# [EXERCISE BRIEF]
From the listing below, retype exactly the line holding "of them zero.", the line holding "Fine to leave the equator for later.", and the lines between them; skip everything else.

◇ ◇ ◇

PR #1431, opened 2026-09-07
Fix `Segment` definition on ellipsoid

juliohm:
Now our `Segment{🌐}` is a geodesic, and because of our design, we get geodesic `Rope`s, `Ring`s, `BezierCurve`s, ... for free 🙂  Below is an example with a `Ring` that is made of 3 geodesic segments:

```julia
using Meshes
using CoordRefSystems
import GLMakie

Ring(Point(LatLon(45,0)), Point(LatLon(45,90)), Point(LatLon(90,90))) |> viz
```
image

### DIFF
--- a/src/geodesics.jl
+++ b/src/geodesics.jl
@@ -29,21 +29,28 @@ geodesicfwd(p, 90, 1000000)
 * Karney, C. F. F. 2013. [Algorithms for geodesics](https://doi.org/10.1007/s00190-012-0578-z)
 """
 function geodesicfwd(p::Point{🌐}, ϕ, l)
+  # convert coordinates to LatLon
   c = convert(manifoldcrs(p), coords(p))
-
-  # the ellipsoid comes from the datum of the coordinates
   🌎 = ellipsoid(datum(c))
+  u = unit(majoraxis(🌎))
+
+  # unitful azimuth and length
+  ϕ′ = asdeg(ϕ)
+  l′ = aslen(l)
 
   # the series of Karney need double precision to reach round-off
   T = numtype(lentype(c))
-  S = promote_type(T, Float64)
-  lat, lon = S(ustrip(c.lat)), S(ustrip(c.lon))
-  azi = S(ustrip(u"°", asdeg(ϕ)))
-  len = S(ustrip(unit(majoraxis(🌎)), aslen(l)))
+  U = numtype(typeof(ϕ′))
+  V = numtype(typeof(l′))
+  S = promote_type(T, U, V, Float64)
+  lat = S(ustrip(c.lat))
+  lon = S(ustrip(c.lon))
+  azi = S(ustrip(ϕ′))
+  len = S(ustrip(u, l′))
 
   lat′, lon′, _ = _geodesicdirect(🌎, lat, lon, azi, len)
 
-  withcrs(p, (T(lat′), T(lon′)))
+  withcrs(p, (lat′, lon′))
 end
 
 """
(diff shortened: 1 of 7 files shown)


src/geodesics.jl
```diff
@@ -29,21 +29,28 @@ geodesicfwd(p, 90, 1000000)
...
+  S = promote_type(T, U, V, Float64)
+  lat = S(ustrip(c.lat))
+  lon = S(ustrip(c.lon))
+  azi = S(ustrip(ϕ′))
+  len = S(ustrip(u, l′))
 
   lat′, lon′, _ = _geodesicdirect(🌎, lat, lon, azi, len)
 
-  withcrs(p, (T(lat′), T(lon′)))
+  withcrs(p, (lat′, lon′))
```
juliohm: @jitendravjh I had to remove the `T` coercion at the end in order to make this function differentiable. I understand that we need to operate with `Float64` to get precise results. What would be the impact of removing the `Float64` coercion in the computed geodesic? If users provide coordinates as `Float32` it would be nice to preserve the same type in the output, even if the deviation is large. Users who care about precision will start with `Float64` anyways.

juliohm: Below is an example that works now:

```julia
julia> s = Segment(Point(LatLon(0,0)), Point(LatLon(45,90)))
Segment
├─ Point(lat: 0.0°, lon: 0.0°)
└─ Point(lat: 45.0°, lon: 90.0°)

julia> jacobian(s, (0.0,))
(Vec(0.0 m, 7.090263650863564e6 m, 7.066540628801698e6 m),)
```

jitendravjh: I measured it. Dropping `Float64` costs about 1 m median on `Float32` input, against 0.33 m today, worst case 5.7 m.

You might not have to though. The coercion at the end was what was breaking AD and that is already gone, so `Float64` can stay inside as long as you restore the type on the way out, `R = promote_type(T, U, V)` and then `R(lat′), R(lon′)`. `Float32` still comes out `Float32` and it lands at 0.40 m instead.

jitendravjh:
Couple of things I ran into that are outside the diff.

`geodesictangent` and `geodesicazimuth` still have that same coercion, `geodesics.jl:124` and `:148`, so they blow up on `Dual`s the same way `geodesicfwd` did.

And `jacobian` on an equatorial `Segment` comes back all `NaN`, looks like `hypot(cα₁, sα₁*sβ₁)` with both of them zero.

juliohm:
Thank you @jitendravjh. I've pushed some changes that fix the raised issues. Let's see if tests pass now.

juliohm:
What do you think of the added `promote_type` calls? Do they solve the AD issues you had in mind?

Regarding the Jacobian on the equator, we could propose improvements in a separate PR later.

jitendravjh:
Yes, they do it. `Float32` comes out `Float32` on all four now and the three derivatives that were throwing go through. Accuracy landed at 0.40 m median.

Fine to leave the equator for later.

One thing, Copilot's `center` thread got resolved but the method is still `Segment{<:𝔼}`, so it still throws on 🌐. `center(s::Segment) = s(1 // 2)` gives the same point as `centroid`.

juliohm:
> One thing, Copilot's `center` thread got resolved but the method is still `Segment{<:𝔼}`, so it still throws on 🌐. `center(s::Segment) = s(1 // 2)` gives the same point as `centroid`.

That is intentional because our definition of `center` is for geometries that are axially symmetric like a ball, disk, box, etc. The `centroid` is defined for all manifolds and should be used in the 🌐 case.

jitendravjh:
Ah that makes sense, `centroid` it is. CI is all green now too.

juliohm:
Thank you! 🎉 Another great improvement!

◇ ◇ ◇

# [WRITTEN REPLY]
And `jacobian` on an equatorial `Segment` comes back all `NaN`, looks like `hypot(cα₁, sα₁*sβ₁)` with both of them zero.

juliohm:
Thank you @jitendravjh. I've pushed some changes that fix the raised issues. Let's see if tests pass now.

juliohm:
What do you think of the added `promote_type` calls? Do they solve the AD issues you had in mind?

Regarding the Jacobian on the equator, we could propose improvements in a separate PR later.

jitendravjh:
Yes, they do it. `Float32` comes out `Float32` on all four now and the three derivatives that were throwing go through. Accuracy landed at 0.40 m median.

Fine to leave the equator for later.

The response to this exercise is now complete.